Без хвастовства трудно представить русскую былину, еще труднее – вообразить сцену пира и чествования князем своих богатырей. Но на пиру угощают и других «добрых молодцев», причем «чествует» князь всех одинаково – подносит чашу с вином, вопрошая иногда: «А ты чем похвалишься?». Характеристика похвальбы в былине сводится к трем видам: «глупое» (сестрой, детьми, женой); «иное» (обычное, своим трудом); «умное» (родом, родителями). Сюжет завязывается, когда у присутствующих на пиру возникают сомнения в правдивости сказанного: когда человек похвастал тем, что «трудом» считать не принято (глупое хвастовство), или тем, что в его профессиональной группе обычным трудом получить нельзя. Если в первом случае герой неизбежно наказывается, то во втором – проходит испытание, после чего становится ближе к князю по месту на пиру, которое можно занять, лишь подвинув всех остальных. Так, Илья-Муромец (крестьянин) хвастает богатырским подвигом – пойманным Соловьем-разбойником; Садко-гусляр хвастает знаниями о золотой рыбке. Хвастовство должно соответствовать «труду», совершенному хвастающим, в противном случае все, что не доказано как результат труда, может и должно быть оспорено, отобрано и поделено, или уничтожено, так как это – вызов, который общество обязано принять и проверить.

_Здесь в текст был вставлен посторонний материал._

PR #992, opened 2021-08-24
Add linear velocity components to links that have linear velocity cmds applied

### LINKED ISSUE #966: VelocityCmd components applied to models don't have any effect
## Environment

Ubuntu 20.04, Ignition Edifice source build (latest ign-gazebo5 branch).

## Description

We relied on using `LinearVelocityCmd` and `AngularVelocityCmd` to apply velocities at the model level in our [robot simulation plugins](https://github.com/open-rmf/rmf_simulation/blob/main/rmf_robot_sim_ignition_plugins/src/slotcar.cpp#L155-L167). However, I noticed that recently the commands don't have any effect.
An example SDF that we use this plugin with is [here](https://github.com/open-rmf/rmf_demos/blob/main/rmf_demos_assets/models/TinyRobot/model.sdf).
I ran `git bisect` and found out the exact commit that introduced this behavior, #678. I didn't look into the commit diff too much but my guess is that, since we are applying the velocity to a model entity and not a link entity it is skipped by that optimization PR.
I wonder if there was a recommended way to adapt our plugin or if this is something that should be fixed in the core code. I tried to fetch the model's canonical link through the `ModelCanonicalLink` component and applying the velocities to it but didn't have much success.

## Steps to reproduce

It is arguably a bit complicated, it would require setting up the whole `rmf_demos` workspace, but let me know if you want detailed instructions.

adlarkin:

# 🦟 Bug fix

Fixes #966

## Summary
When a link has a `LinearVelocityCmd` applied to it in a given simulation step, there's no way to read what the link's linear velocity is in future simulation steps since [the `LinearVelocityCmd` is "zeroed out" after it is applied](https://github.com/ignitionrobotics/ign-gazebo/blob/ignition-gazebo3_3.9.0-pre2/src/systems/physics/Physics.cc#L2149-L2154). This PR adds a `LinearVelocity` and `WorldLinearVelocity` component to a link when a `LinearVelocityCmd` is applied to it, so that users have a way to read a link's linear velocity in future simulation steps. I've added a test case to check this in the physics system integration test, and have verified that running the test to read linear velocity data from a link with a `LinearVelocityCmd` applied to it fails without the other changes made in this PR.

We should probably make similar updates for `LinearVelocityCmd`s applied to models, but this will be easier to do starting in `ign-gazebo5` since we can make use of #736 and #685 (if a `LinearVelocityCmd` is applied to a model and we want to create `LinearVelocity` and `WorldLinearVelocity` components for the model, we could populate the data in these components with the new velocity information from the [model's canonical link](https://github.com/ignitionrobotics/ign-gazebo/blob/ignition-gazebo3_3.9.0-pre2/src/systems/physics/Physics.cc#L1799)).

On a somewhat related note to this, we could also make similar changes for `AngularVelocityCmd`, so that users who apply `AngularVelocityCmd`s can read the corresponding entity's angular velocity data in future simulation steps. We could either open a new PR for this, or add it to this one if this change seems like something worthwhile.

## Checklist
- [ ] Added tests

### DIFF
--- a/src/systems/physics/Physics.cc
+++ b/src/systems/physics/Physics.cc
@@ -1671,6 +1671,11 @@ void PhysicsPrivate::UpdatePhysics(EntityComponentManager &_ecm)
         worldLinearVelFeature->SetWorldLinearVelocity(
             math::eigen3::convert(worldLinearVel));
 
+        // create linear velocity components for the link, if they don't
+        // already exist. The component data is set in PhysicsPivate::UpdateSim
+        _ecm.ComponentDefault<components::LinearVelocity>(_entity);
+        _ecm.ComponentDefault<components::WorldLinearVelocity>(_entity);
+
         return true;
       });
 
@@ -1848,7 +1853,12 @@ void PhysicsPrivate::UpdateSim(EntityComponentManager &_ecm)
 
           // Populate world poses, velocities and accelerations of the link. For
           // now these components are updated only if another system has created
-          // the corresponding component on the entity.
+          // the corresponding component on the entity. An exception to this is
+          // if a LinearVelocityCmd component is applied to a link - if this
+          // happens, then LinearVelocity and WorldLinearVelocity components
+          // are created for this link in case the user who applied the velocity
+          // command would like to read the link's velocity in a future
+          // simulation step.
           auto worldPoseComp = _ecm.Component<components::WorldPose>(_entity);
           if (worldPoseComp)
           {
--- a/test/integration/physics_system.cc
+++ b/test/integration/physics_system.cc
@@ -33,6 +33,7 @@
 
 #include "ignition/gazebo/Server.hh"
 #include "ignition/gazebo/SystemLoader.hh"
+#include "ignition/gazebo/Util.hh"
 #include "ignition/gazebo/test_config.hh"  // NOLINT(build/include)
 
 #include "ignition/gazebo/components/AxisAlignedBox.hh"
@@ -47,6 +48,7 @@
 #include "ignition/gazebo/components/JointVelocityReset.hh"
 #include "ignition/gazebo/components/Link.hh"
 #include "ignition/gazebo/components/LinearVelocity.hh"
+#include "ignition/gazebo/components/LinearVelocityCmd.hh"
 #include "ignition/gazebo/components/Material.hh"
 #include "ignition/gazebo/components/Model.hh"
 #include "ignition/gazebo/components/Name.hh"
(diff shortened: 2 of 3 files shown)


azeey:
If the user wants the `LinearVelocity` of a link, shouldn't they create the component themselves? I say this because there are various components that are not created by default and the pattern we've been following so far is to expect users to create the components they need.

adlarkin:
> If the user wants the LinearVelocity of a link, shouldn't they create the component themselves?

I'm not opposed to this, but if we expect the user to create this component themselves, then how can they accurately populate the data for this component? They could set the data of the `LinearVelocity` component to be the data of the `LinearVelocityCmd` component, but the actual velocity vs. the commanded velocity will differ slightly due to physics forces, right?

azeey:
Maybe we don't have this documented very well, but in general, when users want a value like `LinearVelocity`, they create the component on the entity in the `PreUpdate`. The physics system will then know to populate the component from the physics engine in
https://github.com/ignitionrobotics/ign-gazebo/blob/0c401c17c1d4b748233c61921c47da5725ce9d5c/src/systems/physics/Physics.cc#L2432-L2563

adlarkin:
> Maybe we don't have this documented very well, but in general, when users want a value like LinearVelocity, they create the component on the entity in the PreUpdate. The physics system will then know to populate the component from the physics engine

Yeah, I just realized this - see my edit on https://github.com/ignitionrobotics/ign-gazebo/pull/992#issuecomment-905010859. So, should this PR be closed? If so, I can post on #992 that the solution is to create a `LinearVelocity` component for links of interest.

chapulina:
> Maybe we don't have this documented very well, but in general, when users want a value like LinearVelocity, they create the component on the entity in the PreUpdate

For beginners, my recommendation would be to encourage them to use [Link::EnableVelocityChecks](https://ignitionrobotics.org/api/gazebo/5.1/classignition_1_1gazebo_1_1Link.html#afa6f4d13e23b7046dbcf152cd078bd4d), which creates the necessary components. But I agree that it's a good idea to document that thee components should be created, for power users.

adlarkin:
I guess my only other remark is that it looks like we currently don't have code in the physics system that would take care of updating a model's velocity if a `LinearVelocity` component was attached to a model. It looks like we have implementation for handling links, sensors and collisions. However, I guess that if a user wanted to know a model's velocity/acceleration/etc., they could just look at the model's canonical link, right?

luca-della-vedova:
I agree with not adding `LinearVelocity` components automatically, building up on what @adlarkin mentioned, I wonder if you think it's a sensible default to assign to a Model the velocity of its canonical link. For reference [this](https://github.com/ignitionrobotics/ign-gazebo/blob/a4fbd0f817785ebc7e654c3621412b1dee6bafa0/src/systems/lin_vel_cmd/LinVelCmdTest.cc) was the sample system I created for the issue.
It works once I change the entity from the model's to the canonical link's. I think there is a bit of disconnect since the `LinearVelocityCmd` _can_ be applied to the model, and when it is the model itself moves, but the model's `LinearVelocity` component isn't updated and always reads back as zero.
I guess it can be made more coherent in two ways, either make it impossible to apply `LinearVelocityCmd` to models and force users to only work at the canonical link level, or make sure that when `LinearVelocityCmd` components are applied to models the model's `LinearVelocity` component is also updated.
I personally prefer the second since I think defaulting a model's velocity to that of its canonical link is a reasonable assumption, but to be fully honest I never heard of canonical links until a few days ago so I don't know if it makes sense :sweat_smile:

adlarkin:
> I think there is a bit of disconnect since the LinearVelocityCmd can be applied to the model, and when it is the model itself moves, but the model's LinearVelocity component isn't updated and always reads back as zero.

The reason why this is the current behavior is because in the physics system, we get updated [`frameData`](https://github.com/ignitionrobotics/ign-physics/blob/ignition-physics4_4.2.0/include/ignition/physics/FrameData.hh#L42) for links that have changed. But yes, I agree that this is confusing :grimacing: 

> I guess it can be made more coherent in two ways, either make it impossible to apply LinearVelocityCmd to models and force users to only work at the canonical link level, or make sure that when LinearVelocityCmd components are applied to models the model's LinearVelocity component is also updated.

I am not opposed to applying a `LinearVelocityCmd` to a model and then updating the model's `LinearVelocity` component if it exists - we'd just need to figure out how to implement this functionality (right now, nothing immediate comes to mind regarding implementation, but perhapsit wouldn't be too hard to implement). For now, I think that using the canonical link should be fine, since I understand the canonical link to serve as a "reference" for the model's velocity, pose, acceleration, etc.

@azeey what do you think about adding functionality for updating `LinearVelocityCmd` components that are attached to models? Do you envision any challenges with implementing this?

azeey:
I'm on board with setting `LinearVelocityCmd` on models and updating the `LinearVelocity` to reflect the actual velocity of the model frame. However, note that the model frame is not the same as canonical link frame since there can be a transform between the two. For example:

```xml
<model name="M">
  <link name="L">
        <pose>1 0 0   0 0 0</pose>
   </link>
</model>
```

The model frame of `M` is translated from the canonical link by `-1 0 0`.

The reason we he haven't implemented updates to the `LinearVelocity` component of models is because the dartsim plugin of ign-physics does not make the frame data readily available for models because it doesn't implement `ModelFrameSemantics`. But if we want to do it, we can compute the frame data for the model frame from the frame data of the canonical link in ign-gazebo.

Хвастовство является средством удержания/приобретения социального статуса, поощряется только на пиру, являясь его необходимой составной частью; вне пира это неизбежно приводит к поражению хвастуна.

 

1.Астахова А. М. Былины Севера. В 2-х т. – М-Л.: Изд-во АН СССР, 1938.

2.Богатырев П. Г. Вопросы теории народного искусства. – М.: «Искусство», 1971.

3.Былины и исторические песни южной Сибири. Записи С. И. Гуляева. – Новосибирск: Новосибгиз, 1939.

4.Древние российские стихотворения, собранные Киршею Даниловым. – М.: Изд-во АН СССР, 1958.

5.Ипатьевская летопись. Т.2. Вып. 1, издание 3. – Петроград: Изд-во АН СССР, 1923.

6.История и культура Древней Индии. – М.: изд-во МГУ, 1990. – С. 11, 54.

7.Кудрявцев С. И. Кастовая система Индии. – М.: Наука, 1992. – С. 7,.53.

8.Лаврентьевская летопись. Т. 1, вып. 1, издание 2. – Л.: изд-во АН СССР, 1926. – л. 240-256.

9.Пропп В. Я., Путилов Б. Н. Былины. В 2-х т. – М.: Изд-во худ. лит., 1958.

10.Сборник документов по истории СССР. Ч. 1. – М.: «Высшая школа», 1970.

11.Слово о Полку Игореве. – М.: «Детская литература», 1975. – С. 94-97.

12.Фроянов И. Я., Юдин Ю. И. Былинная история. – СПб.: изд-во СПбГУ, 1997. – С. 224.